Co-authored by Monica McLemore, PhD, MPH, RN, assistant professor at the University of California San Francisco, and Candace W. Burton, PhD, RN, AFN-BC, AGN-BC, FNAP assistant professor at Virginia Commonwealth University.
In 2002, the first ever, Gay, Lesbian, Bisexual, Transgender, Queer and Intersex Health Summit1 was held in Boulder Colo. This was the first time bisexual people, transgender people, and intersex people were recognized on a national level at a professional conference, included funding for travel and panels/workshops specific to bisexual, transgender and intersex issues. Additionally, it was one of the first conferences exclusively devoted to health and not centered on illness and/or risk behaviors; several panels discussed the reproductive health needs of LGBTQI individuals. Much that was discussed at that conference, specifically that health care provider assumptions about gender identity, sexual orientation and behaviors can create missed opportunities to provide clients/patients with support and education, remains true today.
Amid conflicting sexual and reproductive health information2 and political discussion of what constitutes comprehensive reproductive health care3 we believe revisiting best practices in reproductive health for LGBTQI individuals is warranted.
This post aims to offer powerful tools to educate the public and decrease reproductive stigma. Understanding basic concepts necessary to provide quality reproductive health care is essential for all health care professionals working with individuals of reproductive age. As discussed in our previous blog post4, gender identity is fluid; however, sexual orientation (defined by the Human Rights Campaign5) is “an individual’s physical and/or emotional attraction to the same and/or opposite gender,” could be distinct from gender identity or expression and can also be distinct from sexual behavior.

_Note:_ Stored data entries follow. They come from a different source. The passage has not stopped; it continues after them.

PR #5766, opened 2023-04-29
Remove reflection usage from `Interpolation` class

smoogipoo:
This is only intended to remove the reflection from the ctor, both to reduce memory footprint but also to be more AOT-friendly. There appears to be no difference in performance.

Before:

|                   Method |      Mean |     Error |    StdDev | Allocated |
|------------------------- |----------:|----------:|----------:|----------:|
| InterpolateMarginPadding | 45.014 ns | 0.6000 ns | 0.5612 ns |         - |
|  InterpolateFloatGeneric |  8.282 ns | 0.1558 ns | 0.1382 ns |         - |
|         InterpolateFloat |  8.319 ns | 0.1909 ns | 0.2344 ns |         - |

After:

|                   Method |      Mean |     Error |    StdDev | Allocated |
|------------------------- |----------:|----------:|----------:|----------:|
| InterpolateMarginPadding | 45.721 ns | 0.3529 ns | 0.2947 ns |         - |
|  InterpolateFloatGeneric |  7.938 ns | 0.0656 ns | 0.0614 ns |         - |
|         InterpolateFloat |  6.279 ns | 0.1024 ns | 0.0855 ns |         - |

### DIFF
--- a/osu.Framework/Utils/Interpolation.cs
+++ b/osu.Framework/Utils/Interpolation.cs
@@ -2,7 +2,6 @@
 // See the LICENCE file in the repository root for full licence text.
 
 using System;
-using System.Linq;
 using System.Runtime.Serialization;
 using osu.Framework.Extensions.Color4Extensions;
 using osu.Framework.Graphics;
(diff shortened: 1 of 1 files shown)


bdach:
> There appears to be no difference in performance.

I wouldn't expect any benchmark to show any difference in performance given that this PR is touching a static ctor. That said I don't see much a reason *not* to make this change, if only to be a bit friendlier to the JIT (in that it can optimise the unnecessary branches away for each combination of generic type args).

Ran this past game-side tests, no failures. Feeling somewhat confident about this one so I'll just get it in.

bdach (approved):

In other words, both sexual orientation and sexual behaviors can also be fluid.
Gender identity ≠ Sexual orientation ≠ Sexual behavior
A few simple considerations can enhance practitioners’ ability to provide comprehensive reproductive health care to individuals irrespective of sexual orientation, behavior and/or gender identity.
First, it is imperative that providers develop sensitivity around these issues. Providing individuals opportunities to tell you how they identify creates a “safe space” that clients can use to make the best reproductive health care decisions for themselves and their partners. Simply asking: Do you have sex with men, women or both? of all clients/patients should be routine practice and eliminates assumptions about sexual orientation and gender identity/expression.
Asking direct questions such as do you or your partner(s) need contraceptives or birth control to prevent pregnancy? or do you want to become pregnant in the next 12 months? removes assumptions about the reproductive potentials of the gender fluid and individuals with diverse sexual behaviors.
Relatedly, it is important to be aware that assumptions about monogamy are often just as problematic in reproductive health care provision as assumptions about anything else. Again, a straightforward inquiry about the nature of a client’s relationships can help guide recommendations about contraception and other reproductive health needs. We often ask: “Are you in a defined relationship with anyone? With more than one person?” Asking all clients if they are having sex with multiple partners (and if their partners are having sex with multiple partners) should be default to avoid missed opportunities to provide comprehensive reproductive health care to individuals involved in multiple or polygamous sexual relationships or polyamorous relationships.
In all cases, revising expectations about the needs of sexual minority, gender fluid, transgender, and polyamorous individuals creates an inclusive and welcoming reproductive health practice. Doing so promotes safe and effective practices for both providers and clients.